──────── Supplied material

PR #1450, opened 2020-07-29
Add public API to force compactions.

martinmr:
Dgraph is seeing memory issues due to a lot of deleted keys that are not
being cleaned up. Forcing compactions would help with these issues.

This PR makes such an API available. It's based on the existing code for
Flatten except it only performs one compaction at a time instead of
looping until the whole database is in a single level like Flatten does.

---
This change is [Reviewable](https://reviewable.io/reviews/dgraph-io/badger/1450)

### DIFF
--- a/db.go
+++ b/db.go
@@ -1430,16 +1430,16 @@ func (db *DB) startMemoryFlush() {
 // stopped. Ideally, no writes are going on during Flatten. Otherwise, it would create competition
 // between flattening the tree and new tables being created at level zero.
 func (db *DB) Flatten(workers int) error {
-	return db.flattenInternal(workers, true)
+	return db.flattenInternal(workers, false)
 }
 
 // CompactLSM works like Flatten except it only performs one pass of compactions instead of
 // performing compactions until the whole database is in a single level like Flatten does.
 func (db *DB) CompactLSM(workers int) error {
-	return db.flattenInternal(workers, false)
+	return db.flattenInternal(workers, true)
 }
 
-func (db *DB) flattenInternal(workers int, loop bool) error {
+func (db *DB) flattenInternal(workers int, singlePass bool) error {
 	db.stopCompactions()
 	defer db.startCompactions()
 
@@ -1486,6 +1486,20 @@ func (db *DB) flattenInternal(workers int, loop bool) error {
 				levels = append(levels, i)
 			}
 		}
+
+		// Single pass means we won't try to flatten the entire LSM Tree. We
+		// will try to push the data to the lower levels, once per level.
+		if singlePass {
+			for _, l := range levels {
+				// Create an artificial compaction priority to ensure that we compact the level.
+				cp := compactionPriority{level: l, score: 1.74}
+				if err := compactAway(cp); err != nil {
+					return err
+				}
+			}
+			return nil
+		}
+
 		if len(levels) <= 1 {
 			prios := db.lc.pickCompactLevels()
 			if len(prios) == 0 || prios[0].score <= 1.0 {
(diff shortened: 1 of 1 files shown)


db.go
```diff
@@ -1430,6 +1430,16 @@ func (db *DB) startMemoryFlush() {
 // stopped. Ideally, no writes are going on during Flatten. Otherwise, it would create competition
 // between flattening the tree and new tables being created at level zero.
 func (db *DB) Flatten(workers int) error {
+	return db.flattenInternal(workers, true)
+}
+
+// CompactLSM works like Flatten except it only performs one pass of compactions instead of
+// performing compactions until the whole database is in a single level like Flatten does.
+func (db *DB) CompactLSM(workers int) error {
```
jarifibrahim, line 1438: This call could take a very long time if the LSM tree has a lot of data and since compactions are stopped, we might end up accumulating too much data on level 0.

We should add a timeout to this function. 5 or 10 seconds timeout. @ashish-goswami thoughts?

jarifibrahim:
I think we could make this simpler. I haven't tried running it. We also need some tests for this PR. The `levels_test.go` file has tests for compactions that can be used for testing this change.

```diff
diff --git a/db.go b/db.go
index 4e5a384..267fd81 100644
--- a/db.go
+++ b/db.go
@@ -1430,16 +1430,16 @@ func (db *DB) startMemoryFlush() {
 // stopped. Ideally, no writes are going on during Flatten. Otherwise, it would create competition
 // between flattening the tree and new tables being created at level zero.
 func (db *DB) Flatten(workers int) error {
-	return db.flattenInternal(workers, true)
+	return db.flattenInternal(workers, false)
 }
 
 // CompactLSM works like Flatten except it only performs one pass of compactions instead of
 // performing compactions until the whole database is in a single level like Flatten does.
 func (db *DB) CompactLSM(workers int) error {
-	return db.flattenInternal(workers, false)
+	return db.flattenInternal(workers, true)
 }
 
-func (db *DB) flattenInternal(workers int, loop bool) error {
+func (db *DB) flattenInternal(workers int, singlePass bool) error {
 	db.stopCompactions()
 	defer db.startCompactions()
 
@@ -1486,6 +1486,19 @@ func (db *DB) flattenInternal(workers int, loop bool) error {
 				levels = append(levels, i)
 			}
 		}
+
+		// Single pass means we won't try to flatten the entire LSM Tree. We
+		// will try to push the data to the lower levels, once per level.
+		if singlePass {
+			for _, l := range levels {
+				// Create an artificial compaction priority to ensure that we compact the level.
+				cp := compactionPriority{level: l, score: 1.74}
+				if err := compactAway(cp); err != nil {
+					return err
+				}
+			}
+			return nil
+		}
 		if len(levels) <= 1 {
 			prios := db.lc.pickCompactLevels()
 			if len(prios) == 0 || prios[0].score <= 1.0 {
@@ -1495,11 +1508,6 @@ func (db *DB) flattenInternal(workers int, loop bool) error {
 			if err := compactAway(prios[0]); err != nil {
 				return err
 			}
-
-			// If loop is false, only perform one pass of the outer for loop.
-			if !loop {
-				return nil
-			}
 			continue
 		}
 		// Create an artificial compaction priority, to ensure that we compact the level.
@@ -1507,11 +1515,6 @@ func (db *DB) flattenInternal(workers int, loop bool) error {
 		if err := compactAway(cp); err != nil {
 			return err
 		}
-
-		// If loop is false, only perform one pass of the outer for loop.
-		if !loop {
-			return nil
-		}
 	}
 }
 
```

jarifibrahim:
We don't need this PR anymore. We can close it.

────────────────

Work required: Please copy out each line of the material that holds the string "until".

Response area:
looping until the whole database is in a single level like Flatten does.
 // performing compactions until the whole database is in a single level like Flatten does.
+// performing compactions until the whole database is in a single level like Flatten does.
 // performing compactions until the whole database is in a single level like Flatten does.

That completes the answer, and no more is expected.